The lavender stretched forever, but it wasn’t the lavender you knew. Each stalk swayed as if in slow motion, their violet petals glowing faintly like lanterns under a sky too pink to be real. Mountains floated lazily in the distance, upside-down reflections of themselves drifting in the clouds. The air shimmered faintly with the scent of sugar and flowers, so thick it felt like you could bite into it.
And there she was—perched atop a giant, sprinkle-covered donut, as if it had grown right out of the field.
Her striped leggings clung to pillars of muscle so exaggerated they felt almost painted into reality, the alternating dark and light bands curving over the spherical sweep of her quads. The surface shimmered, like every contour had been polished to a soft glow. She crouched low, balanced effortlessly despite the springy surface beneath her.
Her top—cotton candy pink—clung tightly to pecs that rose like marble beneath her breasts, each breath causing the fabric to stretch in subtle waves. Her arms, impossibly large for her delicate frame, swelled with round peaks and carved valleys, veins threading over them like silver filigree. Every muscle here looked hyper-real, as if some mischievous dreammaker had sculpted her from clouds and sugar, then pressed her into being.
At her feet sat a cupcake, its whipped cream piled higher than the mountains in the distance, swaying slightly as if alive.

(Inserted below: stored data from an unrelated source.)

PR #152, opened 2021-05-27
strict numbers

orionz:
This PR is to match https://github.com/automerge/automerge/pull/371.  The json for scalar values now contains datatype 'int', 'uint', 'float32', 'float64'.


automerge-protocol/src/lib.rs
```diff
@@ -286,6 +294,38 @@ impl ScalarValue {
...
+                    raw_value: self.clone(),
+                    expected: "a uint".to_string(),
+                    unexpected: v.to_string(),
+                    datatype,
+                },
+            )?)),
+            (DataType::F32, v) => Ok(ScalarValue::F32(v.to_f32().ok_or(
+                error::InvalidScalarValue {
+                    raw_value: self.clone(),
+                    expected: "a uint".to_string(),
```
jeffa5, line 316: Should be f32

automerge-protocol/src/lib.rs
```diff
@@ -286,6 +294,38 @@ impl ScalarValue {
...
+                    unexpected: v.to_string(),
+                    datatype,
+                },
+            )?)),
+            (DataType::F64, v) => Ok(ScalarValue::F64(v.to_f64().ok_or(
+                error::InvalidScalarValue {
+                    raw_value: self.clone(),
+                    expected: "a uint".to_string(),
```
jeffa5, line 324: Should be f64

automerge-protocol/src/lib.rs
```diff
@@ -303,10 +343,51 @@ impl ScalarValue {
         }
     }
 
+    pub fn to_u64(&self) -> Option<u64> {
+        match self {
+            ScalarValue::Int(n) => Some(*n as u64),
```
jeffa5, line 348: Shouldn't this be stricter? I would it expect to only return a `Some` for a `Uint`, similarly for the other `to_*` functions.

automerge-protocol/tests/serde_round_trip_proptest.rs
```diff
@@ -117,11 +117,13 @@ prop_compose! {
     }
 }
 
+/*
 enum Mode {
     Json,
     MessagePack,
 }
 
+>>>>>>> strict numbers
```
jeffa5, line 126: Needs a cleanup

jeffa5 (changes requested):

vedantroy:
Fixed the issue with the missing "preds" field.

automerge-protocol/src/serde_impls/op.rs
```diff
@@ -53,6 +59,22 @@ impl Serialize for Op {
...
+            OpType::Set(ScalarValue::F32(value)) => {
+                op.serialize_field("value", &value)?;
+                op.serialize_field("datatype", &DataType::F32)?;
+            }
+            OpType::Set(ScalarValue::F64(value)) => {
+                op.serialize_field("value", &value)?;
+                op.serialize_field("datatype", &DataType::F64)?;
+            }
             OpType::Set(value) => op.serialize_field("value", &value)?,
             OpType::MultiSet(values) => op.serialize_field("values", &values)?,
```
vedantroy, line 79: Will this result in the `datatype` not being specified?

vedantroy:
Looks like we are using an old version of the Rust compiler that thinks the [this syntax](https://github.com/rust-lang/rust/issues/54883) is experimental.

automerge-protocol/src/serde_impls/op.rs
vedantroy: Here's an example:

```json
{
  "ops": [
    {
      "action": "set",
      "obj": "_root",
      "elemId": "_head",
      "values": [
        "hello",
        3
      ],
      "pred": []
    }
  ],
  "actor": "",
  "seq": 0,
  "startOp": 0,
  "time": 0,
  "message": null,
  "deps": []
}
```

vedantroy: I think the correct way to solve this is to add a serializer for `ScalarValue`s.

vedantroy:
@jeffa5 Is this ok to merge? (once I fix CI?)

jeffa5:
@vedantroy There still seems to be a few discussions unresolved. As for CI, I'm not sure about the MSRV for us, we should probably decide on one and document it in the README.

I also think we should probably wait until the corresponding PR is merged in the js repo, then we won't have to rely on orion's fork for the interop tests.

automerge-protocol/src/serde_impls/op.rs
alexjg: How is this intended to work in general? Is the idea that all the `values` would be the same datatype?

automerge-protocol/src/lib.rs
vedantroy: It seems like all the other `to_` functions are pretty lax?

Example:

```rust
    /// If this value can be coerced to an i64, return the i64 value
    pub fn to_i64(&self) -> Option<i64> {
        match self {
            ScalarValue::Int(n) => Some(*n),
            ScalarValue::Uint(n) => Some(*n as i64),
            ScalarValue::F32(n) => Some(*n as i64),
            ScalarValue::F64(n) => Some(*n as i64),
            ScalarValue::Counter(n) => Some(*n),
            ScalarValue::Timestamp(n) => Some(*n),
            _ => None,
        }
    }
```

jeffa5: Ok, we can leave it for now then.

automerge-protocol/src/serde_impls/op.rs
vedantroy: @alexjg I believe so

vedantroy: @alexjg Is there any reason in particular why values in a `MultiSet` should have the same type? Otherwise I can remove some code I added here.

alexjg: Well if they are different types then we'll need to change the serialization logic to add a type tag to each value right? Otherwise how do you indicate that (for example) the first element in a list of numbers is a counter but the second is just an integer?

alexjg: Note that I am using the word `datatype` quite specifically to mean the `datatype` tag that is used for single element inserts

ept: I think MultiSet should focus on the case where all elements have the same datatype, since including a separate datatype tag for every value would add bloat, and the whole point of MultiSet is to be more compact. If the data contains values of different datatypes, they should be split into runs of MultiSet where each run only contains items of the same type (or use a plain Set if the run is of length 1).

jeffa5 (approved):
I think this looks ok.

Up to you whether we wait for the js side to be merged first or not for the interop tests.

vedantroy:
@jeffa5 Can you run CI on this again (not sure why it isn't running?)

jeffa5:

A few smudges of cream dotted her skin, one streak curling over the deep groove between her pecs.
Her eyes sparkled as she leaned in to taste the frosting on her finger, the motion sending a cascade of tiny flexes across her vein-laced delts. She smiled—not coy, but curious, like a girl testing the rules of a strange new world.
“This place…” she murmured, licking the cream away, “it doesn’t feel real.”
And it didn’t. Somewhere between the lavender the size of lamp posts, the hovering mountains, and the donut she squatted on like a throne, reality had slipped away.
Still, the sheer density of her frame grounded her in a way nothing else here did. She was the only thing in this wonderland that looked like it could break the dream open if it wanted to.
“Wonder what happens if I eat the whole thing,” she mused, glancing down at the cupcake. Then she looked at you, her smirk curling. “Wanna find out together?”
The wind carried the scent of sugar again, and the lavender swayed as if the whole field was holding its breath.